Aim of the exercise: If a line in the data below holds the word "continue", copy it.

Supplied material:

PR #6030, opened 2022-09-08
Debug JWT timestamps in GitHub Actions test.

isoos:


app/lib/service/openid/jwt.dart
```diff
@@ -217,16 +217,26 @@ class JwtPayload extends UnmodifiableMapView<String, dynamic> {
...
-    if (iat != null && iat!.isAfter(now)) {
-      return false;
-    }
-    if (nbf != null && nbf!.isAfter(now)) {
-      return false;
-    }
-    if (exp != null && exp!.isBefore(now)) {
+
+    bool isNullOrAIsBeforeB(String name, DateTime? a, DateTime? b) {
+      if (a == null || b == null) {
```
jonasfj, line 222: We should never allow null, please leave a comment for us to not allow that in production.

jonasfj (approved):
I'm guessing `iat/nbf` always should be tested with an assumed 15 min drift... 

`exp` is probably less sensitive to clock drift..

app/lib/service/openid/jwt.dart
isoos: I've updated the code to reject if any is `null`.

PR #6032, opened 2022-09-09
Migrate from show:hidden -> show:unlisted.

isoos:
Part of #5988.


isoos:
Note: this is now deployed on staging.

jonasfj (approved):

PR #6033, opened 2022-09-09
Fix fake_time flaky test: skip periodic timer callback when it is no longer active.

isoos:
I have the suspicion that the condition + `continue` will fix the flakes, but couldn't really confirm it locally yet.

### DIFF
--- a/app/test/task/fake_time.dart
+++ b/app/test/task/fake_time.dart
@@ -252,6 +252,11 @@ class _FakeTime extends FakeTime {
 
     // Trigger the callback for the pending timer.
     for (final triggeredTimer in triggeredTimers) {
+      // Skip running periodic timers if they have been cancelled.
+      // TODO: review/refactor trigger sequence so that this doesn't happen
+      if (triggeredTimer._isPeriodic && !triggeredTimer.isActive) {
+        continue;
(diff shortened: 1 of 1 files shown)


app/test/task/fake_time.dart
```diff
@@ -252,6 +252,11 @@ class _FakeTime extends FakeTime {
 
     // Trigger the callback for the pending timer.
     for (final triggeredTimer in triggeredTimers) {
+      // Skip running periodic timers if they have been cancelled.
+      // TODO: remove if the exception doesn't show up in flaky tests
+      if (triggeredTimer._isPeriodic && !triggeredTimer.isActive) {
+        throw Exception('Periodic timer is no longer active when running it.');
```
jonasfj, line 258:
```suggestion
        throw StateError('Periodic timer is no longer active when running it.');
```
or `AssertionError` if this an internal error in the `fake_time` library.

jonasfj (approved):

app/test/task/fake_time.dart
isoos: Oh, since then I was able to confirm that this is indeed the case for the flakes, updating the PR soon.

Output of the exercise:
I have the suspicion that the condition + `continue` will fix the flakes, but couldn't really confirm it locally yet.
+        continue;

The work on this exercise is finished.